Comprehensive Analysis of Cellular and Molecular Changes

The ability of muscle cells to regenerate and recover from injuries diminishes with age. In the most thorough depiction to date, researchers from Cornell Engineering have shown how that change occurs in mice over time and throughout the intricate structure of muscle tissue.

The fundamental question that drove the initial study was really a question that had perplexed the skeletal muscle biology community. Does the decline in regeneration seen in old muscles come from changes to the stem cells that drive the repair process themselves, or does it come from changes in the way that they are instructed by other cell types?”

Ben Cosgrove, Associate Professor and Study Senior Author, Meinig School of Biomedical Engineering, Cornell University

Researchers took samples of cells from young, elderly, and geriatric mice at six different intervals after causing harm with a particular type of snake venom toxin for their study, published in the journal Nature Aging.

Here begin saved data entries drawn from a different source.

PR #150, opened 2022-08-22
Replace `http-proxy` server with `BrowserSync` proxy (docker development)

Raruto:
BrowserSync already comes with a proxy server, so:

- make use of built in `browser-sync` proxy server within `gulpfile.js`
- ~~remove useless~~ deprecate variable `G3W_PROXY_ROUTES` within `config.template.js`
- remove gulp task `plugins`
- refactor gulp task `g3w-admin:plugins`
- refactor gulp task `select-plugins`

Refactor and simply vendors build chain:
- remove `src/assets/vendors/index.css.html`
- remove `src/assets/vendors/index.js.html`
- remove `src/index.dev.html`
- rename `src/index.prod.html` into `src/index.html`
- deprecate `config.template.js` variables (`distFolder`, `clientFolder`, `admin_static_folder`, `admin_templates_folder`)
- add new variable within `config.template.js` (`admin_overrides_folder`) and
- add new variable within `gulpfile.js` (`outputFolder`) in order to properly handle `dev` and `build` tasks

Handle local developed plugins:

- add new variable within `config.template.js` (`devConfig`)
- deprecate variable within `config.template.js` (`createProject`)
- deprecate variable within `config.template.js` (`setCurrentProject`)
- ~~automatically toggle `class="skin-blue"` on body tag (dev environment)~~
- refactor function `ApplicationService::obtainInitConfig()` and 
- move `require('app/dev')` into `src/app/main.js` (application entry point)
- remove mandatory `gid` and `baseurl` options within `G3W_PLUGINS`
  - convert variable `G3W_PLUGINS` into array (list of locally developed plugins) (ref. `config.template.js`)
  - automatically assing `gid` and `baseurl` parameter for all locally developed plugins (ref: `src/app/dev/index.js`)

**More info:**

- https://browsersync.io/docs/options#option-proxy

## How to test:

Update your `config.js` file as per [`516f734`](https://github.com/g3w-suite/g3w-client/blob/516f734bd3bdc48099ba2f6e532ee7ed34ca9ecc/config.template.js#L25-L26):

```js
 admin_plugins_folder:   '../g3w-admin/g3w-admin',                         // path to G3W-ADMIN where are stored all plugin folders 
 admin_overrides_folder: '../g3w-suite-docker/config/g3w-suite/overrides', // path to G3W-SUITE overrides folder 
```

Add the following lines at the top of your `g3w-suite-docker/config/g3w-suite/settings_docker.py` file

```py
#
[...]

Issue #63, opened 2022-07-13
Remove useful `gid` check within `initConfig` for current project while developing


Raruto:
In order to develop locally it is currently necessary to always change the value of the `gid` attribute for each plugin and project created:

https://github.com/g3w-suite/g3w-client/blob/42e51c463e58cf4eb1740f920c00de6c4bf6bcc7/src/config/dev/index.template.js#L20-L26

Related to: https://github.com/g3w-suite/g3w-client/pull/62

PR #301, opened 2023-01-13
Include default client plugins (editing, qplotly, qtimeseries) as git submodules

volterra79:
G3W-SUITE v3.5 already ships the following default plugins:

1. [editing](https://github.com/g3w-suite/g3w-client-plugin-editing)
2. [qplotly](https://github.com/g3w-suite/g3w-client-plugin-qplotly)
3. [qtimeseries](https://github.com/g3w-suite/g3w-client-plugin-qtimeseries)

Through the use of git submodules, this pull just makes sure that related source code is always present in the generated bundle.

### DIFF
--- a/README.md
+++ b/README.md
@@ -127,14 +127,25 @@ http://localhost:3000/en/map/eleprofile/qdjango/2 # g3w-client (development)
 If you want develop custom plugins you need to place them in the [`src/plugins`](https://github.com/g3w-suite/g3w-client/blob/dev/src/plugins) folder, below you can see some examples:
 
 - [base-template](https://github.com/g3w-suite/g3w-client-plugin-base-template)
-- [editing](https://github.com/g3w-suite/g3w-client-plugin-editing)
 - [eleprofile](https://github.com/g3w-suite/g3w-client-plugin-elevation-profile)
 - [openrouteservice](https://github.com/g3w-suite/g3w-client-plugin-openrouteservice)
-- [qplotly](https://github.com/g3w-suite/g3w-client-plugin-qplotly)
-- [qtimeseries](https://github.com/g3w-suite/g3w-client-plugin-qtimeseries)
 - [queryresult-template](https://github.com/g3w-suite/g3w-client-plugin-queryresult-template)
 - [sidebar-template](https://github.com/g3w-suite/g3w-client-plugin-sidebar-template)
 
+### Default Plugins
+
+- [editing](https://github.com/g3w-suite/g3w-client-plugin-editing)
+- [qplotly](https://github.com/g3w-suite/g3w-client-plugin-qplotly)
+- [qtimeseries](https://github.com/g3w-suite/g3w-client-plugin-qtimeseries)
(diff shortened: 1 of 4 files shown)


config.template.js
```diff
@@ -6,9 +6,16 @@ const G3W_ADMIN_PORT   = '8000';      // G3W-ADMIN development server
...
-  // "your-plugin-folder-name-2",
-  // "your-plugin-folder-name-3",
+  // "<plugin-name>": {
+  //    <custom plugin configuration>
+  // }
+  /**
+   * Example:
+   * 'editing': {
+   *    baseurl: '../dist',
+   *    gid: 'qdjango:1'
```
Raruto: Check again, I thought this annoyance was already solved in here: https://github.com/g3w-suite/g3w-client/pull/150/commits/0e0d300b11f2d828c4508f2c0445881600887077

Ref: https://github.com/g3w-suite/g3w-client/issues/63

README.md
```diff
@@ -127,14 +127,25 @@ http://localhost:3000/en/map/eleprofile/qdjango/2 # g3w-client (development)
...
+- [editing](https://github.com/g3w-suite/g3w-client-plugin-editing)
+- [qplotly](https://github.com/g3w-suite/g3w-client-plugin-qplotly)
+- [qtimeseries](https://github.com/g3w-suite/g3w-client-plugin-qtimeseries)
+
+To install Default G3W-SUITE plugin run follow command:
+
+```sh
+
+git submodules init      # to initialize your local configuration file
+git submodule update     # to fetch all the data from that project and check out the appropriate commit listed in your project
```
Raruto, line 146: @volterra79 on which `git` version did you test the above commands?

volterra79: @Raruto git version 2.17.1

Raruto: I've read about different "default" behaviors depending on the installed version, actually mine are:

```log
git version 2.39.0.windows.2 # windows 10
git version 2.34.1           # windows subsystem for linux (ubuntu jammy)
```

Just to know, have you already updated your git version to the latest available on your OS?

volterra79: @Raruto yes. I'm working on Ubuntu 18.04.6 LTS

Raruto:
I feel like we're overcomplicating things here somehow.. (there would also be [git-subtrees](https://www.atlassian.com/git/tutorials/git-subtree) but I didn't go into details.)

At the moment, just to automate some steps, we could think of adding a npm task (`"preinstall"` or `"prebuild"`, I don't know) that takes care of cloning all the necessary plugins and keeping there all these folders as separate repositories.

Also because, if you think about it, to generate a coherent bundle for us it would be enough to be sure that all the default `src/plugins/**/plugin.js` files are there (and not the entire git repository), i.e.:

- `src/plugins/editing/plugin.js`
- `src/plugins/qplotly/plugin.js`
- `src/plugins/qtimeseries/plugin.js`

I'll think about it again in the next few days and I'll let you know.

They discovered 29 distinct cell types, such as muscle stem cells that self-renew in youth but stop doing so as muscles age and immune cells that varied in quantity and response time between age groups.

Over time, the thorough evaluation of numerous cell types revealed inconsistencies in the older mice's muscle repair process. The timing of the appearance of many immune cells, which coordinate tissue repair, is off.

There is too many of them or too few of them. The immune cells are playing the wrong music. They are out of step with each other in the older muscles.”

Ben Cosgrove, Associate Professor and Study Senior Author, Meinig School of Biomedical Engineering, Cornell University

The research team used a novel technique to assess senescence, or the inability of a cell to divide.

We developed what we are calling a transfer-learning based method. We used an existing list of genes to score a cell’s senescence status and then used that methodology to evaluate senescence across age and regeneration time point.”

Lauren Walter, Study Lead Author and Doctoral Student, Cornell University

The study advances the knowledge of how different cell types interact to cause senescence, which may help develop medications that specifically target senescent cells.

Cosgrove said, “What our dataset provides is a rich template to really investigate what would be the benefits or detriments of removing senescent cells from tissues. The reason why people do this in mouse models is that we can really test out those hypotheses directly so that we can better understand the benefits of targeting senescent cells to improve the repair processes in older individuals.”